* _Task to carry out_:
Retype every entry below exactly as it stands.

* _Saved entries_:
******

PR #2358, opened 2023-06-15
Upgrade Composable to Centauri/v3.1.0

reversesigh:
Upgrade Composable to Centauri/v3.0.2. This upgrade changes the binary name from banksyd to centaurid, and also changes the address prefix from banksy to centauri.

Prop 3: https://explorers.l0vd.com/composable-mainnet/gov/3
Height: 188500

In addition this commit adds APIs and a seed node for Lavender.Five Nodes.

### DIFF
--- a/composable/chain.json
+++ b/composable/chain.json
@@ -6,8 +6,8 @@
   "pretty_name": "Composable",
   "status": "live",
   "network_type": "mainnet",
-  "bech32_prefix": "banksy",
-  "daemon_name": "banksyd",
+  "bech32_prefix": "centauri",
+  "daemon_name": "centaurid",
   "node_home": "$HOME/.banksy",
   "key_algos": [
     "secp256k1"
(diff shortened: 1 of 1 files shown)


composable/chain.json
```diff
@@ -6,8 +6,8 @@
   "pretty_name": "Composable",
   "status": "live",
   "network_type": "mainnet",
-  "bech32_prefix": "banksy",
-  "daemon_name": "banksyd",
+  "bech32_prefix": "centauri",
```
JeremyParish69, line 9: I don't know how it slipped by me earlier, but the bech32 prefix aught to be registered to SLIP173 https://github.com/satoshilabs/slips/blob/master/slip-0173.md

reversesigh: Did a PR for it https://github.com/satoshilabs/slips/pull/1568

Composable also decided last minute to change the version for centaurid. Will update my PR in a second.

PR #2361, opened 2023-06-15
Add permtestnet

ahmad-blocksdev:


testnets/permtestnet/assetslist.json
```diff
@@ -0,0 +1,28 @@
...
+    "assets": [
+      {
+        "description": "Perm A Permissioned Blockchain",
+        "denom_units": [
+          {
+            "denom": "ufee",
+            "exponent": 0
+          },
+          {
+            "denom": "uperm",
```
JeremyParish69, line 13: I'm guessing this should be 'perm' and not 'uperm'. Typically the u- prefix is added to act as a 'micro-' prefix, hence taking place of the base unit where the token has 6 exponent. If this were just 'perm', and not 'uperm', it would make the 'display' unit make sense.

testnets/permtestnet/chain.json
```diff
@@ -0,0 +1,113 @@
...
+    "daemon_name": "permd",
+    "node_home": "$HOME/.perm",
+    "key_algos": [
+      "secp256k1"
+    ],
+    "slip44": 118,
+    "fees": {
+      "fee_tokens": [
+        {
+          "denom": "uperm",
```
JeremyParish69, line 18: these denoms must be the base_denom, so I think it should be 'ufee'

testnets/permtestnet/chain.json
```diff
@@ -0,0 +1,113 @@
...
+          "low_gas_price": 0.0025,
+          "average_gas_price": 0.0025,
+          "high_gas_price": 0.0024
+        }
+      ]
+    },
+    "staking": {
+      "staking_tokens": [
+        {
+          "denom": "uperm"
```
JeremyParish69, line 28: these denoms must be the base_denom, so I think it should be 'ufee'

ahmad-blocksdev (commented):
uperm is the base_denom

testnets/permtestnet/assetslist.json
```diff
@@ -0,0 +1,28 @@
...
+            "denom": "perm",
+            "exponent": 6
+          }
+        ],
+        "base": "uperm",
+        "name": "Perm",
+        "display": "perm",
+        "symbol": "PERM",
+        "logo_URIs": {
+          "png": "",
```
JeremyParish69, line 22: actually, some images here would be ideal or else probably just removing the fields.

PR #2969, opened 2023-10-14
IBC Path kujira <> terra2

danbryan:
This path has existed for 470 days, but was not included in the chain registry.  I confirmed the clients, connections and channels were open.


dylanschultzie:
Thanks @danbryan !

PR #2973, opened 2023-10-16
Rebranding of `Crypto.org Chain` to `Cronos POS Chain`

lezzokafka:
As of October 16th, 2023, the Crypto.org Chain has been rebranded as the Cronos POS Chain, with 'POS' representing Proof-of-Stak.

******

* _Answer box_:
PR #2358, opened 2023-06-15
Upgrade Composable to Centauri/v3.1.0

reversesigh:
Upgrade Composable to Centauri/v3.0.2. This upgrade changes the binary name from banksyd to centaurid, and also changes the address prefix from banksy to centauri.

Prop 3: https://explorers.l0vd.com/composable-mainnet/gov/3
Height: 188500

In addition this commit adds APIs and a seed node for Lavender.Five Nodes.

### DIFF
--- a/composable/chain.json
+++ b/composable/chain.json
@@ -6,8 +6,8 @@
   "pretty_name": "Composable",
   "status": "live",
   "network_type": "mainnet",
-  "bech32_prefix": "banksy",
-  "daemon_name": "banksyd",
+  "bech32_prefix": "centauri",
+  "daemon_name": "centaurid",
   "node_home": "$HOME/.banksy",
   "key_algos": [
     "secp256k1"
(diff shortened: 1 of 1 files shown)


composable/chain.json
```diff
@@ -6,8 +6,8 @@
   "pretty_name": "Composable",
   "status": "live",
   "network_type": "mainnet",
-  "bech32_prefix": "banksy",
-  "daemon_name": "banksyd",
+  "bech32_prefix": "centauri",
```
JeremyParish69, line 9: I don't know how it slipped by me earlier, but the bech32 prefix aught to be registered to SLIP173 https://github.com/satoshilabs/slips/blob/master/slip-0173.md

reversesigh: Did a PR for it https://github.com/satoshilabs/slips/pull/1568

Composable also decided last minute to change the version for centaurid. Will update my PR in a second.

PR #2361, opened 2023-06-15
Add permtestnet

ahmad-blocksdev:


testnets/permtestnet/assetslist.json
```diff
@@ -0,0 +1,28 @@
...
+    "assets": [
+      {
+        "description": "Perm A Permissioned Blockchain",
+        "denom_units": [
+          {
+            "denom": "ufee",
+            "exponent": 0
+          },
+          {
+            "denom": "uperm",
```
JeremyParish69, line 13: I'm guessing this should be 'perm' and not 'uperm'. Typically the u- prefix is added to act as a 'micro-' prefix, hence taking place of the base unit where the token has 6 exponent. If this were just 'perm', and not 'uperm', it would make the 'display' unit make sense.

testnets/permtestnet/chain.json
```diff
@@ -0,0 +1,113 @@
...
+    "daemon_name": "permd",
+    "node_home": "$HOME/.perm",
+    "key_algos": [
+      "secp256k1"
+    ],
+    "slip44": 118,
+    "fees": {
+      "fee_tokens": [
+        {
+          "denom": "uperm",
```
JeremyParish69, line 18: these denoms must be the base_denom, so I think it should be 'ufee'

testnets/permtestnet/chain.json
```diff
@@ -0,0 +1,113 @@
...
+          "low_gas_price": 0.0025,
+          "average_gas_price": 0.0025,
+          "high_gas_price": 0.0024
+        }
+      ]
+    },
+    "staking": {
+      "staking_tokens": [
+        {
+          "denom": "uperm"
```
JeremyParish69, line 28: these denoms must be the base_denom, so I think it should be 'ufee'

ahmad-blocksdev (commented):
uperm is the base_denom

testnets/permtestnet/assetslist.json
```diff
@@ -0,0 +1,28 @@
...
+            "denom": "perm",
+            "exponent": 6
+          }
+        ],
+        "base": "uperm",
+        "name": "Perm",
+        "display": "perm",
+        "symbol": "PERM",
+        "logo_URIs": {
+          "png": "",
```
JeremyParish69, line 22: actually, some images here would be ideal or else probably just removing the fields.

PR #2969, opened 2023-10-14
IBC Path kujira <> terra2

danbryan:
This path has existed for 470 days, but was not included in the chain registry.  I confirmed the clients, connections and channels were open.


dylanschultzie:
Thanks @danbryan !

PR #2973, opened 2023-10-16
Rebranding of `Crypto.org Chain` to `Cronos POS Chain`

lezzokafka:
As of October 16th, 2023, the Crypto.org Chain has been rebranded as the Cronos POS Chain, with 'POS' representing Proof-of-Stak.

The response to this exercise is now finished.